● **DIRECTIONS**
From the entries below, extract every line that includes the word "rebase".

*** TASK INPUTS ***

PR #382, opened 2019-05-17
Adding project filters for NodeExport

lancewf:

Adding project filtering for the cfgmgmt.proto NodeExport RPCs.

- [ ] Code actually executed?

### DIFF
--- a/components/config-mgmt-service/integration_test/node_export_test.go
+++ b/components/config-mgmt-service/integration_test/node_export_test.go
@@ -1,0 +1,498 @@
+package integration_test
+
+import (
+	// "bytes"
+	"context"
+	// "encoding/json"
+	"fmt"
+	"github.com/buger/jsonparser"
+	"github.com/chef/automate/api/interservice/cfgmgmt/request"
+	api "github.com/chef/automate/api/interservice/cfgmgmt/service"
+	authzConstants "github.com/chef/automate/components/authz-service/constants/v2"
+	"github.com/chef/automate/components/config-mgmt-service/backend/elastic"
+	"github.com/chef/automate/components/config-mgmt-service/config"
+	"github.com/chef/automate/components/config-mgmt-service/grpcserver"
+	iBackend "github.com/chef/automate/components/ingest-service/backend"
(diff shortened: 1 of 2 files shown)


components/config-mgmt-service/integration_test/node_export_test.go
```diff
@@ -0,0 +1,498 @@
...
+
+			actualNodeNames := make([]string, 0)
+			jsonparser.ArrayEach(data, func(node []byte, _ jsonparser.ValueType, _ int, err error) {
+				if err == nil {
+					nodeName, err := jsonparser.GetString(node, "name")
+					if err == nil {
+						actualNodeNames = append(actualNodeNames, nodeName)
+					}
+				}
+			})
```
phiggins: I'm not sure I understand this part. Do we not have a type for the response returned here?

components/config-mgmt-service/integration_test/node_export_test.go
```diff
@@ -0,0 +1,498 @@
...
+					break
+				}
+
+				require.NoError(t, err)
+				data = append(data, tdata.GetContent()...)
+			}
+
+			actualNodeNames := make([]string, 0)
+			jsonparser.ArrayEach(data, func(node []byte, _ jsonparser.ValueType, _ int, err error) {
+				if err == nil {
```
phiggins: I know this test is not trying to verify basic correctness of the endpoint, but it feels bad to ignore errors here...

components/config-mgmt-service/integration_test/node_export_test.go
lancewf: We do not have an exposed type. The type is here https://github.com/chef/automate/blob/master/components/config-mgmt-service/grpcserver/node_export.go#L31. 

I found it easier to just parse the JSON.

components/config-mgmt-service/integration_test/node_export_test.go
lancewf: That sounds right. I will update this test to fail on a returned error.

PR #383, opened 2019-05-17
Clean up data before test

blakestier:

This test was hitting our precondition that only 6 projects exist-- when we attempted to create data for this test, it collided with 4 existing projects on the `inplace` box.

I don't see those projects being created programmatically in our code, so I'm assuming someone did it manually? 

JIC, we're now blowing away existing projects before running the test. This should be less troublesome when we remove the precondition.


srenatus:
ℹ️ rebase, then merge.

srenatus:
Nah, won't rebase. Tested this locally against acceptance, and it works beautifully:

image

PR #385, opened 2019-05-17
[A2-763] Hide "Access Management" on sidebar

blakestier:

Previously, if logged in as an "Editor" on 2.0, we were seeing the "Access Management" title in the sidebar without any subcategories.

With this change, an Editor does not see the title on 2.0. However, on 2.1, the editor can see both the title and "Projects" underneath. 

On 2.0:
Screen Shot 2019-05-17 at 1 58 55 PM

On 2.1:
Screen Shot 2019-05-17 at 1 58 29 PM

### DIFF
--- a/components/automate-ui/src/app/components/admin-sidebar/admin-sidebar.component.html
+++ b/components/automate-ui/src/app/components/admin-sidebar/admin-sidebar.component.html
@@ -26,7 +26,7 @@
       <chef-sidebar-entry route="/settings/tokens" icon="vpn_key">API Tokens</chef-sidebar-entry>
     </app-authorized>
 
-    <div *ngIf="(iamMajorVersion$ | async) === 'v2'">
+    <div *ngIf="(iamMajorVersion$ | async) !== 'v1'">
       <div class="group" *ngIf="policies.visible || roles.visible || projects.visible && (iamMinorVersion$ | async) === 'v1'">Access Management</div>
       <app-authorized #policies [allOf]="['/iam/v2beta/policies', 'get']">
         <chef-sidebar-entry route="/settings/policies" icon="security">Policies</chef-sidebar-entry>
--- a/components/automate-ui/src/app/components/admin-sidebar/admin-sidebar.component.html
+++ b/components/automate-ui/src/app/components/admin-sidebar/admin-sidebar.component.html
@@ -27,7 +27,7 @@
     </app-authorized>
 
     <div *ngIf="(iamMajorVersion$ | async) !== 'v1'">
-      <div class="group" *ngIf="policies.visible || roles.visible || projects.visible && (iamMinorVersion$ | async) === 'v1'">Access Management</div>
+      <div class="group" *ngIf="policies.visible || roles.visible || (projects.visible && (iamMinorVersion$ | async) === 'v1')">Access Management</div>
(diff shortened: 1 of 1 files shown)


components/automate-ui/src/app/components/admin-sidebar/admin-sidebar.component.html
```diff
@@ -26,8 +26,8 @@
       <chef-sidebar-entry route="/settings/tokens" icon="vpn_key">API Tokens</chef-sidebar-entry>
     </app-authorized>
 
-    <div *ngIf="(iamMajorVersion$ | async) !== 'v1'">
-      <div class="group" *ngIf="policies.visible || roles.visible || projects.visible">Access Management</div>
+    <div *ngIf="(iamMajorVersion$ | async) === 'v2'">
```
blakestier: I could see the case for keeping this as a `!== v1` (if we bump to a 3?) . . . I just found the positive `===` so much easier to read 🤷‍♂

msorens: Better to keep the not-equal-v1 because if we go to v3, etc. we likely want it still to work.

components/automate-ui/src/app/components/admin-sidebar/admin-sidebar.component.html
```diff
@@ -26,8 +26,8 @@
...
+      <div class="group" *ngIf="policies.visible || roles.visible || projects.visible && (iamMinorVersion$ | async) === 'v1'">Access Management</div>
```
msorens: Seemed like this was being slightly redundant putting it here--why not just move the one on the chef-sidebar up to its parent app-authorized?--but as we discovered, doing that, and changing this to `projects?.visible` failed! Seems like the Angular reference variable (`projects`) is not quite like a real variable after all, so this is a good solution!

components/automate-ui/src/app/components/admin-sidebar/admin-sidebar.component.html
msorens: LOL -- just refreshed and saw your comment on the very same thing!

msorens: So I will add in that not-equal-v1 is also consistent with all the other uses in the front-end.

components/automate-ui/src/app/components/admin-sidebar/admin-sidebar.component.html
```diff
@@ -27,7 +27,7 @@
     </app-authorized>
 
     <div *ngIf="(iamMajorVersion$ | async) !== 'v1'">
-      <div class="group" *ngIf="policies.visible || roles.visible || projects.visible">Access Management</div>
+      <div class="group" *ngIf="policies.visible || roles.visible || projects.visible && (iamMinorVersion$ | async) === 'v1'">Access Management</div>
```
msorens: Sorry, got distracted and forgot one comment.
I would urge adding parentheses around the new expression `(projects.visible && (iamMinorVersion$ | async) === 'v1'")`. Should not rely on assumptions about operator precedence.

srenatus:
ℹ️ I'll rebase out of politeness and merge this when green.

Issue #326, opened 2019-05-13
narrowing suggestions for client runs searchbar


vjeffrey:
# User Story

In an effort to drive parity across the search-bars available in Automate, we would like to implement narrowing suggestions for the client runs searchbar. This functionality has already been implemented in the compliance reporting searchbar and has been well received by customers. 
"Narrowing suggestions" basically means including the already selected filters in the api request when calling the suggestions endpoint, so that the suggestions the user is presented with are valid ones.  For example, if a user selects Environment:Prod and there are no ubuntu nodes that match that environment value, they should not be presented with ubuntu as a possible platform filter choice.

# Definition of Done
Suggestions on client runs searchbar respects the already-selected filters.

PR #391, opened 2019-05-20
Client Runs Narrowing Suggestions

lancewf:

Add Client runs search bar suggestion narrowing. The suggestions that appear in the search bar should be filtered to only show values from the nodes currently visible on the page. This filters the suggestions with the filters already selected in the search bar. 

One exception is that the suggestions are not narrowed by the type they are for. For example, if a user is trying to add a new node name filter in the search bar the priorly added node name filters will not be used to narrow the values returned. This is because filters of the same type are or'ed together. Therefore the filters of the same type should not limit new filters.  

1. `build components/config-mgmt-service && build components/automate-gateway && build components/automate-ui`
1. `start_all_services`
1. Update 'components/ingest-service/examples/converge-success-report.json' node.chef_environment to 'A'
1. `send_chef_run_example`
1. Update 'components/ingest-service/examples/converge-success-report.json' node.chef_environment to 'B' and node_name to 'insights.B'
1. `send_chef_run_example`
1. Open `https://a2-dev.test/client-runs` and add a filter for 'environment' 'A'
1. In the search bar select type 'Node Name' and type 'insights'. 
1. Only the suggestion of 'insights.chef.co' should be seen. 

https://github.com/chef/automate/issues/326

- [x] Code actually executed?


components/config-mgmt-service/grpcserver/cfg_mgmt.go
```diff
@@ -315,6 +312,30 @@ func (s *CfgMgmtServer) GetSourceFqdns(ctx context.Context,
 	return sourceFqdns, err
 }
 
+func removeSuggestionTypeFromFilter(filter []string, suggestionType string) []string {
+	adjustedFilter := make([]string, 0)
+	for _, filter := range filter {
+		keyValuePair := strings.Split(filter, ":")
+
+		if len(keyValuePair) == 2 && keyValuePair[0] != suggestionType {
```
alexpop: What do we do with filters that have `:` in the value? `len(keyValuePair)` will be > 2 in that case, right?

lancewf: Good point. 🤔  I will create an issue to look into problem with search terms with `:` in them.

lancewf: @alexpop This has not been a problem yet because the value from the UI is URL encoded. So, "chef:v2" would be "chef%253Av2*". This would be a problem for an API user if they do not encode the value.

alexpop: Ok, thank you

PR #915, opened 2019-07-16
[lib/cereal] Log correct error

jaym:


lib/cereal/postgres/postgres.go
```diff
@@ -644,7 +644,7 @@ func (pg *PostgresBackend) DequeueTask(ctx context.Context, taskName string) (*b
 	tid, task, err := pg.dequeueTask(tx, taskName)
 	if err != nil {
 		if errR := tx.Rollback(); errR != nil {
```
srenatus: I believe this could be written as
```go
if err != nil {
	if err := tx.Rollback(); err != nil {
		logrus.WithError(err).Warn("failed to rollback dequeue transaction")
	}
	cancel()
	return nil, nil, err
```
and the inner `err` would merely _shadow_, not overwrite, the outer `err`.

But this is clearer, I suppose.

ryancragun: I might be wrong but doesn't the linter complain if you shadow outer variables?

*** End of TASK INPUTS ***

● **RESULT FOR THIS EXERCISE**
ℹ️ rebase, then merge.
Nah, won't rebase. Tested this locally against acceptance, and it works beautifully:
ℹ️ I'll rebase out of politeness and merge this when green.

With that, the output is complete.